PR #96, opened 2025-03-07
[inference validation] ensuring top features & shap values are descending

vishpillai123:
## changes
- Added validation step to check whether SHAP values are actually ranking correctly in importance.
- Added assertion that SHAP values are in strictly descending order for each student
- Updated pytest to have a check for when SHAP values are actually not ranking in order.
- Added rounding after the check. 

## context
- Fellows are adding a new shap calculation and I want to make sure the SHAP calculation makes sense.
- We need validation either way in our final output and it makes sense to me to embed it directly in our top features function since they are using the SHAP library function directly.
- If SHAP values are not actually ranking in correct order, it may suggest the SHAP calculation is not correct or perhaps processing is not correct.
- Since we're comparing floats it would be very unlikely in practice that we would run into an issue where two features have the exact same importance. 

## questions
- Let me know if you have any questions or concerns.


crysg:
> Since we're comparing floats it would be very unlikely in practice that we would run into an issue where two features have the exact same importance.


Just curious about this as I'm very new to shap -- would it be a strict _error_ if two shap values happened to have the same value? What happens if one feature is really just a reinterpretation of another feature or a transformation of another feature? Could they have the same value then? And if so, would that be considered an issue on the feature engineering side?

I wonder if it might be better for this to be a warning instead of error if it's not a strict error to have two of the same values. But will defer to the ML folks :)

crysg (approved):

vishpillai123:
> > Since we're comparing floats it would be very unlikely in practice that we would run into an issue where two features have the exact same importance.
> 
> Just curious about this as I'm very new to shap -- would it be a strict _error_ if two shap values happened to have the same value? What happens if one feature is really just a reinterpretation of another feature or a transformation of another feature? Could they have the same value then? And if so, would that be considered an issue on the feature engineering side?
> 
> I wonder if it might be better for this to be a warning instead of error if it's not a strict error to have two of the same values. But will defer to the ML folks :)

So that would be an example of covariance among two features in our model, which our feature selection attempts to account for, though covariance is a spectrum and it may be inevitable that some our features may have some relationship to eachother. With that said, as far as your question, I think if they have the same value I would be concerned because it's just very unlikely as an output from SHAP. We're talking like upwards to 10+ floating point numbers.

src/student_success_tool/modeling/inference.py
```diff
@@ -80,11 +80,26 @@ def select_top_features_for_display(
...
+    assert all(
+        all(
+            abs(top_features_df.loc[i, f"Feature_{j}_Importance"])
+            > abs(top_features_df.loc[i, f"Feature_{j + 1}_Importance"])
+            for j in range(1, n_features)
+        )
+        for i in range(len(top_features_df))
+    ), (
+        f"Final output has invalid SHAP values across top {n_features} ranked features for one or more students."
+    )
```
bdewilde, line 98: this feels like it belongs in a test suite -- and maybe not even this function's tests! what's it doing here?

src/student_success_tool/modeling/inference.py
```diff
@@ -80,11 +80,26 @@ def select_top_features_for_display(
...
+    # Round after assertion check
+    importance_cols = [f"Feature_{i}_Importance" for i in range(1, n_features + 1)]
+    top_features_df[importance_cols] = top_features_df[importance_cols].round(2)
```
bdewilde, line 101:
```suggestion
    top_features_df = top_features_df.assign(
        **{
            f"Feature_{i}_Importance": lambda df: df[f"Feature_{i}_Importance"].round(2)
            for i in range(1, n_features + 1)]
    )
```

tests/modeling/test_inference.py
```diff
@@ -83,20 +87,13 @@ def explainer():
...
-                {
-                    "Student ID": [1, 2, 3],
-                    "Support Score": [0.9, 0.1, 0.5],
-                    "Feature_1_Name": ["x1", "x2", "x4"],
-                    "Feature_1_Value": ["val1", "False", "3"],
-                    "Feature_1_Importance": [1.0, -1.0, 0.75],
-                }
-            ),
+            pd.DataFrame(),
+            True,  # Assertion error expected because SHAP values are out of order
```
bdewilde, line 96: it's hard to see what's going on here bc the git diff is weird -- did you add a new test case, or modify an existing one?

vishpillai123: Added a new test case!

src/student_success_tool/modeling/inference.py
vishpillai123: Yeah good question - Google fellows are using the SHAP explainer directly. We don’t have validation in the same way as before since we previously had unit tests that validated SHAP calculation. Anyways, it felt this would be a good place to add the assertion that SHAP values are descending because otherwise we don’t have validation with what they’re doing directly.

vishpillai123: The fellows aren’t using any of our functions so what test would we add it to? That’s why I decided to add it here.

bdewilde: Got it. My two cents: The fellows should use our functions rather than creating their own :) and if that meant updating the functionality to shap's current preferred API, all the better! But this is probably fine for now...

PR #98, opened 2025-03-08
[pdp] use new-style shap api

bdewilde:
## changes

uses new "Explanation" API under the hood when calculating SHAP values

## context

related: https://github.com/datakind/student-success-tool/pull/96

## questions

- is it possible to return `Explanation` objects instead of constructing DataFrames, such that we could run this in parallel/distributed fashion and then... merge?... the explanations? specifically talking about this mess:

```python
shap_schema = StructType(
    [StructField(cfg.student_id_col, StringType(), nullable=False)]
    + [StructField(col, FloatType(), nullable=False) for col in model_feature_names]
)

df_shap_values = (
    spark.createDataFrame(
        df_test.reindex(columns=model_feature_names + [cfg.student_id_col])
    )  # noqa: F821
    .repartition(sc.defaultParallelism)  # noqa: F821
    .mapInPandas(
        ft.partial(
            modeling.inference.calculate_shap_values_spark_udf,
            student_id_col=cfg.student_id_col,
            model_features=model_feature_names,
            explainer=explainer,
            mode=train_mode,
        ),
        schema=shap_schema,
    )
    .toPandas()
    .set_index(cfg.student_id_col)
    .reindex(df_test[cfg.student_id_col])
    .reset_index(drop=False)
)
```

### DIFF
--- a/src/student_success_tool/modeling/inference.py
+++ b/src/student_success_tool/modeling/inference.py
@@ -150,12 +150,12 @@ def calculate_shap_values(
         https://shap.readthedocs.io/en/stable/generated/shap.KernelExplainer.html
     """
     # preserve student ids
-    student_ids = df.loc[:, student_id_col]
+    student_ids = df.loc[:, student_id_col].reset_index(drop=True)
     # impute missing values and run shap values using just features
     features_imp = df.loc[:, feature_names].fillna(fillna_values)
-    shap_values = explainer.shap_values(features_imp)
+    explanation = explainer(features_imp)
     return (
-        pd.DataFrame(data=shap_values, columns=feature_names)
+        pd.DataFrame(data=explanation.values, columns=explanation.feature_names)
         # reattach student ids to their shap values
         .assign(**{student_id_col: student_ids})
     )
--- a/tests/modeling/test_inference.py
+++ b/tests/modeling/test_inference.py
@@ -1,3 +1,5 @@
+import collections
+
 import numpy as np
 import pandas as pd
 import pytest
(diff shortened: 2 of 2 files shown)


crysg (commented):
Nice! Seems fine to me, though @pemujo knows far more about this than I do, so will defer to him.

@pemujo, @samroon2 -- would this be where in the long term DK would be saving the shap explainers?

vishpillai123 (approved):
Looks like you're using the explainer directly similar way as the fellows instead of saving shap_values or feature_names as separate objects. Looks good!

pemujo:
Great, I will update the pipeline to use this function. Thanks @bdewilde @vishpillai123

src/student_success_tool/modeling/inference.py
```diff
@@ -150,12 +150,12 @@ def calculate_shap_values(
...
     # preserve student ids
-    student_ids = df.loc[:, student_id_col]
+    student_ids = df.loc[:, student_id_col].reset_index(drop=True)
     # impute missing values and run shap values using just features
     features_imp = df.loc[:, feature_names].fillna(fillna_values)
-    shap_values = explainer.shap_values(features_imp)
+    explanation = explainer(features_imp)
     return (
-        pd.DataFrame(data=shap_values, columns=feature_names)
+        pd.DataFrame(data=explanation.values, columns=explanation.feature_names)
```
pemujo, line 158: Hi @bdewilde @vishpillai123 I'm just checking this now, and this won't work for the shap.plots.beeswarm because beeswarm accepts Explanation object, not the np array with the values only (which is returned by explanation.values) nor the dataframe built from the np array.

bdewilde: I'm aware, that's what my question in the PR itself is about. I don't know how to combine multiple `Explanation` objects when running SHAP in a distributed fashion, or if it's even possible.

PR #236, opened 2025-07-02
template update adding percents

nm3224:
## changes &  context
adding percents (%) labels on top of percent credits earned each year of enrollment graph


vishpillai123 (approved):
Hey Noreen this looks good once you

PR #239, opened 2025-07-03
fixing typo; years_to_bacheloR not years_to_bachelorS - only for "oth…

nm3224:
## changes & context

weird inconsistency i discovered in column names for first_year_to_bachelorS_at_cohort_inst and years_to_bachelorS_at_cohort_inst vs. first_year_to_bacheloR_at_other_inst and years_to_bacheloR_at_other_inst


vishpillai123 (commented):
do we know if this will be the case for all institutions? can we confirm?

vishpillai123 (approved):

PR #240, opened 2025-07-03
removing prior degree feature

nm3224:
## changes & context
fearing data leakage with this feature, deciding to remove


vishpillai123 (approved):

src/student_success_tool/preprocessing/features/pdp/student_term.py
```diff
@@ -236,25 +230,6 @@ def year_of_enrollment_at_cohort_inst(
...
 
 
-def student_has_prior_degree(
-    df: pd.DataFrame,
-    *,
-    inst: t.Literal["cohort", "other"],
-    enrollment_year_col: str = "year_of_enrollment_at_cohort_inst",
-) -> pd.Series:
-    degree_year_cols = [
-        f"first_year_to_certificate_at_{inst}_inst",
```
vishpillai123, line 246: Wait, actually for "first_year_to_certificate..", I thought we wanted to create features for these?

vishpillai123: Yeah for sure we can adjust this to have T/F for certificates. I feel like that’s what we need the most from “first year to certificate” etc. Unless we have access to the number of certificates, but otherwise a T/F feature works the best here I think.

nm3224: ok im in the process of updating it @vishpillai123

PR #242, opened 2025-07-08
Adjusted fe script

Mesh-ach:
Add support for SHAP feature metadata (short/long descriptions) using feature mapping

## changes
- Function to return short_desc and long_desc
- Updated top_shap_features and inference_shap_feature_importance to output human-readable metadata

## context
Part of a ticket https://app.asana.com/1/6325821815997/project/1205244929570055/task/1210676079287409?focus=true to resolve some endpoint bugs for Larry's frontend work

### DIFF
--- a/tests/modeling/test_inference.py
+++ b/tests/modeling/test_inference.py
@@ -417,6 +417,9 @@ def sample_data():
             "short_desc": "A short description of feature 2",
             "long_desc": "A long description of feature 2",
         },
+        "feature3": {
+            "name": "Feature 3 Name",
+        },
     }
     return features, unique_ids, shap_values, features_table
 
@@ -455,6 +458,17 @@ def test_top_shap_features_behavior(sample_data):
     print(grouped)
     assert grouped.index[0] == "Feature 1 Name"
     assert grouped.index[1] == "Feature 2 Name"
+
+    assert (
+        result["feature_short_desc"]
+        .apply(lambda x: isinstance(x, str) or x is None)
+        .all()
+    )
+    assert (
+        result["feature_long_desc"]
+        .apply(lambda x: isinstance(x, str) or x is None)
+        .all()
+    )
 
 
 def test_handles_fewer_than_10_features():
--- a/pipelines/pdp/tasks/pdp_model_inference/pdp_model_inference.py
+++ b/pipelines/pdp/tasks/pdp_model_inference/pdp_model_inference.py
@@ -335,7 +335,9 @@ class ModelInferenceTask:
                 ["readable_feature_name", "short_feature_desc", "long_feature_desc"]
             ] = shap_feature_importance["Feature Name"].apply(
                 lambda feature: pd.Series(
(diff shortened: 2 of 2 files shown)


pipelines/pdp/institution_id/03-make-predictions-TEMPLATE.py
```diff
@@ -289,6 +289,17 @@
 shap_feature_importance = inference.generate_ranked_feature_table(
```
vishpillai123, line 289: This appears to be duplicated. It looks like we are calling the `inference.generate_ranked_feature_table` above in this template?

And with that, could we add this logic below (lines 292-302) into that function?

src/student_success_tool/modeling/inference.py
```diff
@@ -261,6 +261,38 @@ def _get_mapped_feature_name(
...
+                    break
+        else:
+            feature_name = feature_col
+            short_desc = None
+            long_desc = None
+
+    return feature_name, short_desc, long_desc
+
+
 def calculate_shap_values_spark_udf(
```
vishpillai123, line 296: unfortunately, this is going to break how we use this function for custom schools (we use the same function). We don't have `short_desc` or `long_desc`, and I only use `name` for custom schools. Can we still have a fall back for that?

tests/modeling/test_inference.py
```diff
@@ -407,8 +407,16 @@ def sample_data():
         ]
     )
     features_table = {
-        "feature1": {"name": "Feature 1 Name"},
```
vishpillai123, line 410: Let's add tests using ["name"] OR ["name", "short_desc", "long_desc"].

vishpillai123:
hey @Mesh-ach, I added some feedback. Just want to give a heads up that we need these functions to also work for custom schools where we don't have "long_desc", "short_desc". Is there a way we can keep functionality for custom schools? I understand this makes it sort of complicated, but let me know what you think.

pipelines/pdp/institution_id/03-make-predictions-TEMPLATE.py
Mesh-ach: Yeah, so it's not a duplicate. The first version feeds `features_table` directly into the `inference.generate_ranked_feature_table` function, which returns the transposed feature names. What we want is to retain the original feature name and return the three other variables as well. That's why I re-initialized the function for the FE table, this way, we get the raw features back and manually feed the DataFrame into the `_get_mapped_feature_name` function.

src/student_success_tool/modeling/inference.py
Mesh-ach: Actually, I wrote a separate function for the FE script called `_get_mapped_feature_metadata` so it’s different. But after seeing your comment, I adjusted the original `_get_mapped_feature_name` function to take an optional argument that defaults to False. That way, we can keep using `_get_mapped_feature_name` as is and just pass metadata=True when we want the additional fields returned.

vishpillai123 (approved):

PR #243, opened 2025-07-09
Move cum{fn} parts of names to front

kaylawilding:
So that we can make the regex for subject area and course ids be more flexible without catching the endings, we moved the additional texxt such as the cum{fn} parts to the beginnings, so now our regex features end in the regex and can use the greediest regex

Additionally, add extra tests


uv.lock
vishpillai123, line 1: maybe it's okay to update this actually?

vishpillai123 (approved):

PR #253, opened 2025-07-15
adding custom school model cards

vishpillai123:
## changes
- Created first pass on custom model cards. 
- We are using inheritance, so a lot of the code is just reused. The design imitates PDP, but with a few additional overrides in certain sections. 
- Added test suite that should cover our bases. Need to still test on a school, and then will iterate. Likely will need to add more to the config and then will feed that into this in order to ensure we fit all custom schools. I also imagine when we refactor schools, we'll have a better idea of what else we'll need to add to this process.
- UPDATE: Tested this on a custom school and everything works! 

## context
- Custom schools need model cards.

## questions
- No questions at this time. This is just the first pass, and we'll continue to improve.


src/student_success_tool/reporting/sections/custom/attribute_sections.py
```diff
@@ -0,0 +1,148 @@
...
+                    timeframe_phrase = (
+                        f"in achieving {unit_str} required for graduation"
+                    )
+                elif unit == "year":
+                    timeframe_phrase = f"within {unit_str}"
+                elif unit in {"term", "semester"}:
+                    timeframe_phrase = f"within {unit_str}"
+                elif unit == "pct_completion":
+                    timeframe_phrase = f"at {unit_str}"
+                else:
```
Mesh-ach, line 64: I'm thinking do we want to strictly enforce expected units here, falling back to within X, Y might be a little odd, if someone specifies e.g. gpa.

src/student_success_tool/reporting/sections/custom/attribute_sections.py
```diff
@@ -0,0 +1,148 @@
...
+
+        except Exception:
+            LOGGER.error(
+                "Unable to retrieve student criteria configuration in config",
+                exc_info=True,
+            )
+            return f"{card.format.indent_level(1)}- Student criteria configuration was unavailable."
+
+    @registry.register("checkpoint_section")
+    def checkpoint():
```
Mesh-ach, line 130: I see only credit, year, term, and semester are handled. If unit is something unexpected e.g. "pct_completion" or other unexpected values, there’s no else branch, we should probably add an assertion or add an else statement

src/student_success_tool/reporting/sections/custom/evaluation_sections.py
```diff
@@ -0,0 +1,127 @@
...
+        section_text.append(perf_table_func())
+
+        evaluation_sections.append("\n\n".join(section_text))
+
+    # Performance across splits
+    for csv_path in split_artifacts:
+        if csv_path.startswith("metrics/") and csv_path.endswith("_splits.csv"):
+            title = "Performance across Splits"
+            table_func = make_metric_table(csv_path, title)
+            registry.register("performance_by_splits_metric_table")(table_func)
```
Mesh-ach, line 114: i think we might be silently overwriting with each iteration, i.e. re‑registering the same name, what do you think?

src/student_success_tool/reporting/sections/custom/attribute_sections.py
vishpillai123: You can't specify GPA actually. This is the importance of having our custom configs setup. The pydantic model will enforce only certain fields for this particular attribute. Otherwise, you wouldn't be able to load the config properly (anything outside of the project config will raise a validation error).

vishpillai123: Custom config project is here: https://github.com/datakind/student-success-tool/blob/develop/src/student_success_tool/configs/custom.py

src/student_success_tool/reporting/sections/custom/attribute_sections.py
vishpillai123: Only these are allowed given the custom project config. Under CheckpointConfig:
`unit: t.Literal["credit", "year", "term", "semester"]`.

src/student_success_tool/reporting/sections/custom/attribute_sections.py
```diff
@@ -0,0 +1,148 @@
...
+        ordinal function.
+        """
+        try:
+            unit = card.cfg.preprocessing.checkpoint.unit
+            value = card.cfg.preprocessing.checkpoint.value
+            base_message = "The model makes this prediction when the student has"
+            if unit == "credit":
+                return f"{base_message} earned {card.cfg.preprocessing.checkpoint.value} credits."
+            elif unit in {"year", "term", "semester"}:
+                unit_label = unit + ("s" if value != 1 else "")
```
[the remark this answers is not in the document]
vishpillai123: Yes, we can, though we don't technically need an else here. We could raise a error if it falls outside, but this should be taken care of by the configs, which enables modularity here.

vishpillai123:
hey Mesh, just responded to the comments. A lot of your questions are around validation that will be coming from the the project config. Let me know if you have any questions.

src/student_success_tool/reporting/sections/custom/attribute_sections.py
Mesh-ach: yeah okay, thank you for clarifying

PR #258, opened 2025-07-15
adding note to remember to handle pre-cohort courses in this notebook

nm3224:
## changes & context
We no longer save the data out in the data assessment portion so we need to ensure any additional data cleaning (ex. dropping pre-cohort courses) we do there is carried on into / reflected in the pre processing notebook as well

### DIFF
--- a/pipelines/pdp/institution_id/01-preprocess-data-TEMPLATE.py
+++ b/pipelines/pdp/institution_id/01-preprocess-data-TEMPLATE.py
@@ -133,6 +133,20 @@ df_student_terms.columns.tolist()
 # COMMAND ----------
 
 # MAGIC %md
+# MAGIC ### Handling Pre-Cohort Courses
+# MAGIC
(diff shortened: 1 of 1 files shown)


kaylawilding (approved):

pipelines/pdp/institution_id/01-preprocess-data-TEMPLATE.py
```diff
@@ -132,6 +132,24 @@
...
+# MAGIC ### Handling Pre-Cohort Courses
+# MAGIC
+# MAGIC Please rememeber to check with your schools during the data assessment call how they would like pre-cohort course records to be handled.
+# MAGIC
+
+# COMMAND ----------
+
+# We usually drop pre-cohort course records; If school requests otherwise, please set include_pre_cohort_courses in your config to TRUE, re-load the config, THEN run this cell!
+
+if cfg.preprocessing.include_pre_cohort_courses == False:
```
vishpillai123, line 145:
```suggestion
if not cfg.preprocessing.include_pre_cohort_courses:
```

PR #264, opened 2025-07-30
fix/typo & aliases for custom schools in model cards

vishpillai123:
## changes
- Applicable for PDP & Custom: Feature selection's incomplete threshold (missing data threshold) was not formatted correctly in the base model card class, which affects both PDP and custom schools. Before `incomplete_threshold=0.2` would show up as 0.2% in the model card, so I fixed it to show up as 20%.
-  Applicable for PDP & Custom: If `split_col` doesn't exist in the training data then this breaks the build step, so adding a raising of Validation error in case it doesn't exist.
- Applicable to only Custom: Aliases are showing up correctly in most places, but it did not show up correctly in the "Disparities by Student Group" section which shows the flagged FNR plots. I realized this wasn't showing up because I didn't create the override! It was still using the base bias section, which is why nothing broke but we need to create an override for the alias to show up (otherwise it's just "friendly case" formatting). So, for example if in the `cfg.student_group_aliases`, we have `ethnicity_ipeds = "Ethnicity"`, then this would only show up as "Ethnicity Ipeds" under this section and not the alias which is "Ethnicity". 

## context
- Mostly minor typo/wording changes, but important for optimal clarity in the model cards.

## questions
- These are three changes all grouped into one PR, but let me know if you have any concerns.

——————

### EXERCISE DESCRIPTION:
Go through the data above and copy each line in which "preprocessing" appears.

### RESPONSE AREA:
src/student_success_tool/preprocessing/features/pdp/student_term.py
+            unit = card.cfg.preprocessing.checkpoint.unit
+            value = card.cfg.preprocessing.checkpoint.value
+                return f"{base_message} earned {card.cfg.preprocessing.checkpoint.value} credits."
+if cfg.preprocessing.include_pre_cohort_courses == False:
if not cfg.preprocessing.include_pre_cohort_courses:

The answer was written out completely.